Leggete l'angolo sul fondo🥰
Il giorno dopo Kåre mi costrinse a passare il pomeriggio con Corvi. Lui doveva parlare con Thorgest – probabilmente per la situazione di Màel – ed io dovevo restare il più lontano possibile, tanto per essere certi del fatto che non avrei avuto nessuna voce in capitolo.
Non era così semplice provare a vivere senza pensare che, da un momento all'altro, Kåre sarebbe tornato con la probabile sentenza della mia morte.
Anche se, dopo ciò che era successo la sera prima, dopo ciò che avevamo fatto nel suo letto, non mi sarei sorpresa più di niente.
Mi ero lasciata baciare, mi ero lasciata toccare, e, per un breve istante, avevo desiderato di più. Come era possibile che, da un momento all'altro, fossi cambiata tanto? Io odiavo Kåre, profondamente, ma poi le mie stesse azioni tradivano i miei pensieri.
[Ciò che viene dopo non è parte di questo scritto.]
PR #606, opened 2022-04-11
Allow specifying a port for digilines messages to be sent from the lua_controller

oversword:


Desour:
This has been requested once, but was denied due to digilines being intended to be position independent:
https://github.com/minetest-mods/digilines/issues/37#issuecomment-270847381

eshattow:
It would be really nice to be able to connect digiline to the node below the luacontroller / ioexpander. Burning a mesecons i/o port to connect with digiline is too limiting. The way around that limit is mesecons+digiline conducting pipeworks tube (but that is not possible in many situations). Another take on this would be to have mesecons ports connect on the same Y-height as the controller but have digiline connect at Y-1. Already there's some trouble with digiline filter injector not accepting digiline conducting pipeworks tube from Y+1. Saying that digiline is intended to be position independent is not quite what happens right now, it is but only if everything is at the same Y-height.

PR #607, opened 2022-04-20
Make modpack mostly independent from MTG

TurkeyMcMac:
This PR makes all Mesecons mods except `mesecons_doors` work with any game, and none of the mods hard-depend on `default` any longer. I added a mod `mesecons_gamecompat` to handle most external dependencies. The addition of a mod to the pack may cause problems for people updating it, in which case I should put the compatibility code in the `mesecons` mod or something. In any case, almost the entire modpack will now work with any game, although it requires `default` and some other MTG mods to provide sounds etc.

`mesecons_detectors` depended on `default` to provide `default_steel_block.png`. To remedy this, I added a copy of the texture to the mod as a fallback (giving appropriate attribution.) I could make the mod use the fallback texture 100% of the time, but this might mess with existing texture packs.

If no `mesecons_gamecompat:mese` alias is registered, `mesecons_extrawires` provides its own placeholder `mesecons_extrawires:mese`. Otherwise, `mesecons_extrawires:mese` is an alias of the real mese.

Support for more games without the `default` mod can be added in the future by adding more compatibility code to `mesecons_gamecompat`.


sfan5:
Nice.
To me `mesecons_compat` sounds more like internal backwards compatibility maybe `mesecons_gamecompat` would be a better name or you have a different idea.
I'll add some more comments in a review below.
Also what about [the list](https://github.com/minetest-mods/mesecons/blob/master/mesecons_mvps/init.lua#L314) inside mesecons_mvps?

mesecons_blinkyplant/init.lua
```diff
@@ -26,7 +26,7 @@ mesecon.register_node("mesecons_blinkyplant:blinky_plant", {
 	paramtype = "light",
 	is_ground_content = false,
 	walkable = false,
-	sounds = default.node_sound_leaves_defaults(),
+	sounds = mesecon.node_sound_leaves_defaults,
```
sfan5, line 29: Since you have the freedom to rename then anyway what about `mesecon.node_sounds.leaves`?

mesecons_compat/init.lua
```diff
@@ -0,0 +1,42 @@
...
+	end
+end
+
+if minetest.get_modpath("fire") then
+	mesecon.sound_name_fire = "fire_fire"
+end
+
+if minetest.get_modpath("tnt") then
+	mesecon.sound_name_explode = "tnt_explode"
+end
```
sfan5, line 42: These should be inside the first if. When 'default' isn't found then there's no telling that the dye, fire or tnt mods actually do what is expected (that being "exactly what MTG does").

TurkeyMcMac:
I'm not sure about changing the list in mesecons_mvps, since mods might want to register the MVPS stoppers for themselves.

sfan5:
> I'm not sure about changing the list in mesecons_mvps, since mods might want to register the MVPS stoppers for themselves.

I don't understand the concern here. There is a hardcoded list of nodes in the mod, surely it should only apply when MTG is detected?

TurkeyMcMac:
Yes, my thought is that the list should apply only when MTG is used, and other games that Mesecons is made compatible with can register their stoppers themselves.

sfan5:
Then what about moving the hardcoded list to `mesecons_gamecompat`, inside the MTG part?

mesecons_gamecompat/init.lua
```diff
@@ -0,0 +1,14 @@
...
+
+mesecon.texture = {}
+
+mesecon.dye_colors = {
+	"red", "green", "blue", "grey", "dark_grey", "yellow",
+	"orange", "white", "pink", "magenta", "cyan", "violet",
+}
+
+if minetest.get_modpath("default") then
+	dofile(minetest.get_modpath("mesecons_gamecompat").."/compat_mtg.lua")
```
sfan5, line 13:
```suggestion
	minetest.log("info", "Mesecons: detected Minetest Game for game compatibility")
	dofile(minetest.get_modpath("mesecons_gamecompat").."/compat_mtg.lua")
```

sfan5 (approved):
Works, tested with devtest.

Tim79000:
What's wrong with default?

TurkeyMcMac:
@Tim79000 default contains a lot of unrelated features, many of them specific to Minetest Game and its spin-offs. If a mod depends on default, it basically depends on Minetest Game.

PR #615, opened 2022-05-21
Fix conductor aliases again

TurkeyMcMac:
I think they were broken by https://github.com/minetest-mods/mesecons/pull/600, since the name of a node from the cache may now be an alias. So as not to risk slowing down the oft-called `mesecon.vm_swap_node`, I decided to fix this by resolving any aliases beforehand. This has the added benefit of fixing conductors with more than two states which have aliases in their state lists; before they would crash. The downside is that mesecons specifications may be modified, which is not documented. On the other hand, it isn't documented that they _won't_ be modified, either. Sharing state lists between multiple conductors still works.

The tests from https://github.com/minetest-mods/mesecons/pull/605 pass.

### DIFF
--- a/mesecons/util.lua
+++ b/mesecons/util.lua
@@ -403,6 +403,7 @@ function mesecon.vm_get_node(pos)
 end
 
 -- Sets a node’s name during a VoxelManipulator-based transaction.
+-- Aliases may not work correctly.
 --
 -- Existing param1, param2, and metadata are left alone.
 --
@@ -453,6 +454,7 @@ end
 -- the server’s main map data cache and then accessed from there.
 --
 -- Inside a VM transaction, the transaction’s VM cache is used.
+-- Aliases may not work correctly.
 --
 -- This function can only be used to change the node’s name, not its parameters
 -- or metadata.
--- a/mesecons/internal.lua
+++ b/mesecons/internal.lua
@@ -372,17 +372,33 @@ end
 -- The set of conductor states which require light updates when they change.
 local light_update_conductors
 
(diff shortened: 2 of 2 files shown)


mesecons/util.lua
```diff
@@ -403,6 +403,7 @@ function mesecon.vm_get_node(pos)
 end
 
 -- Sets a node’s name during a VoxelManipulator-based transaction.
+-- Aliases may not work correctly.
```
SmallJoker, line 406:
```suggestion
-- Aliases may not work correctly if mesecon.get_conductor(name).states was touched by a mod.
```

That's how I understood the problem, right? If you want to make sure they're not modified, consider metatables. At least the reason *why* it may not work correct should be stated here.

TurkeyMcMac:
Actually, I think I can fix this problem in conjunction with https://github.com/minetest-mods/mesecons/pull/614. `vm_get_node` can just do the resolving of the alias. `vm_get_node_nocopy` is a private function, so it's not an issue.

mesecons/util.lua
TurkeyMcMac: The issue can occur if a mod swaps in a node whose name is actually an alias.

SmallJoker: Then please be so nice to mention in which cases this function is expected to work, and when not.

TurkeyMcMac: I will make some changes after #614 is merged or closed. If it is merged, I can make some further changes to the code then remove the notice. This PR is basically blocked for now.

In poche parole, ero un totale disastro.
«Sei silenziosa, cristiana.»
Corvi stava pulendo le sue armi, prendendo da una grande cassa quelle sporche e lasciando quelle pulite sul tavolo, proprio sotto i miei occhi. Sfiorai la punta di un'ascia, unta e lucida, e poi ritrassi la mano, sospirando.
«Màel mi voleva morta,» ammisi, così. «Forse dovrebbero accontentarlo.»
«Kare mi ha raccontato della schiava, quella che si è uccisa,» commentò lei, semplicemente. «So che ti può sembrare strano, ma gesti come questi non sono degni nemmeno di noi.»
Stava parlando di Astrid. La schiava cristiana, violentata da Màel e un tempo futura madre di suo figlio, prima torturata dallo stesso vichingo e poi morta suicida.
Quella ragazza mi aveva donato il suo addio, ed io ero stata accusata per la morte.
«Aspettava un bambino.»
Corvi bloccò i suoi gesti, stringendosi appena le labbra prima di tornare a guardarmi.
«Ciò che è successo non è altro che una terribile tragedia, ma ormai è accaduto, quindi tanto vale smetterla di rimuginarci sopra.»
È quella fu davvero l'ultima parola sull'argomento, almeno per quella giornata: Corvi sembrava avere problemi decisamente più importanti.
«Kåre ha smesso di parlarmi di te.»
Alzai un sopracciglio, non sapendo come accettare tale notizia. Nemmeno sapevo che il vichingo pensasse a me, figuriamoci parlarne con altre persone.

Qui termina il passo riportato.